26 September 2011

Chickens Come Home to Roost

About a year ago, I wrote a blog that predicted what would happen as a result of a specific (unnamed) corporation’s outsourcing strategy. http://habaconsulting.blogspot.com/2010/10/no-crystal-ball-required.html

It’s time to say, “I told you so.” I do not relish being right in this circumstance, as many hard-working, loyal professionals lost their jobs to overseas workers. But the chickens are coming home to roost, and I must say that I don’t have any sympathy for the big guys that have been calling the shots, who are now scrambling for a solution.

Here’s the update on the situation:

MY PREDICTION: “Customer satisfaction will erode with the quality of support provided by the call center(s).”
WHAT HAS HAPPENED: According to insiders, call response times have increased from seconds to many minutes. Once someone answers the phone, the interaction is frustrating and solutions are elusive. Customers are angry.

MY PREDICTION: “Dissatisfaction with support services will foment into serious complaints to senior business management outside the IT/support arena.”
WHAT HAS HAPPENED: Business owners and managers have been complaining vociferously to the people in power in the business, demanding that something be done to improve the quality of support.

MY PREDICTION: “The relationship between IT and the rest of the company will deteriorate.”
WHAT HAS HAPPENED: Although it was the executives on the business side who made the decision to outsource, the CIO entrusted with implementing the strategy has become the whipping boy for the failure. If the CIO is in bad graces, his organization suffers as well.

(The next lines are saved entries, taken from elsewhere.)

PR #152, opened 2022-11-14
Add the kernel - ClusterClaim reconciler

qbarrand:
This reconciler collects all kernel versions running in the cluster and populates a ClusterClaim with them.
To minimize updates to the ClusterClaim (which triggers a sync back to the ManagedCluster), kernel versions are sorted alphabetically and separated by a new line.
This controller is not started by any manager yet because we still have to determine if we add it to the mainline KMM or if we create a dedicated image for Spoke clusters.

/cc @mresvanis @yevgeny-shnaidman @ybettan

### DIFF
--- a/controllers/node_kernel_clusterclaim.go
+++ b/controllers/node_kernel_clusterclaim.go
@@ -1,0 +1,112 @@
+package controllers
+
+import (
+	"context"
+	"fmt"
+	"sort"
+	"strings"
+
+	"github.com/kubernetes-sigs/kernel-module-management/internal/filter"
+	v1 "k8s.io/api/core/v1"
+	metav1 "k8s.io/apimachinery/pkg/apis/meta/v1"
+	"open-cluster-management.io/api/cluster/v1alpha1"
+	ctrl "sigs.k8s.io/controller-runtime"
+	"sigs.k8s.io/controller-runtime/pkg/builder"
+	"sigs.k8s.io/controller-runtime/pkg/client"
+	"sigs.k8s.io/controller-runtime/pkg/controller/controllerutil"
+	"sigs.k8s.io/controller-runtime/pkg/handler"
+	"sigs.k8s.io/controller-runtime/pkg/log"
+	"sigs.k8s.io/controller-runtime/pkg/predicate"
+	"sigs.k8s.io/controller-runtime/pkg/reconcile"
+	"sigs.k8s.io/controller-runtime/pkg/source"
+)
+
+//+kubebuilder:rbac:groups="core",resources=nodes,verbs=get;patch;list;watch
+//+kubebuilder:rbac:groups=cluster.open-cluster-management.io,resources=clusterclaims,resourceNames=kernel-versions.kmm.node.kubernetes.io,verbs=create;delete;get;list;patch;update;watch
+
+const clusterClaimName = "kernel-versions.kmm.node.kubernetes.io"
+
+type NodeKernelClusterClaimReconciler struct {
+	client client.Client
+}
+
+func NewNodeKernelClusterClaimReconciler(client client.Client) *NodeKernelClusterClaimReconciler {
+	return &NodeKernelClusterClaimReconciler{client: client}
+}
+
+func (r *NodeKernelClusterClaimReconciler) Reconcile(ctx context.Context, req ctrl.Request) (ctrl.Result, error) {
+	logger := log.FromContext(ctx)
+
+	nodeList := v1.NodeList{}
+
+	logger.Info("Listing all nodes")
+
+	if err := r.client.List(ctx, &nodeList); err != nil {
+		return ctrl.Result{}, fmt.Errorf("could not list nodes: %v", err)
+	}
+
+	kernelsMap := make(map[string]struct{})
+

MY PREDICTION: “At least some support functions will be brought back in-house.”
WHAT HAS HAPPENED: This is where it gets really interesting. The outsourcing contract is being revised. The vendor has sent letters out to support employees who were laid off early this year to solicit their application to be hired (by the vendor, not the corporation) to establish a support escalation organization.

Where this all goes long term remains to be seen. Once in place, will the escalation group staffed by former employees of the corporation end up handling all the calls, making the outsourced first contact group redundant? How many people, burned once by the corporation’s layoffs, will accept a job with the vendor? Will the change in direction and additional services placate the business customers? Will the CIO’s career with the corporation survive?

This would make a really interesting outsourcing case study. I’m staying tuned in.

1 comment:

  1. A lot of these outcomes are so clearly predictable that it makes one wonder where "common sense" has gone as no one seems to have any these days.

    It WOULD make a really good case study for teaching outsourcing do's and don'ts, wouldn't it? Want to jointly develop a course?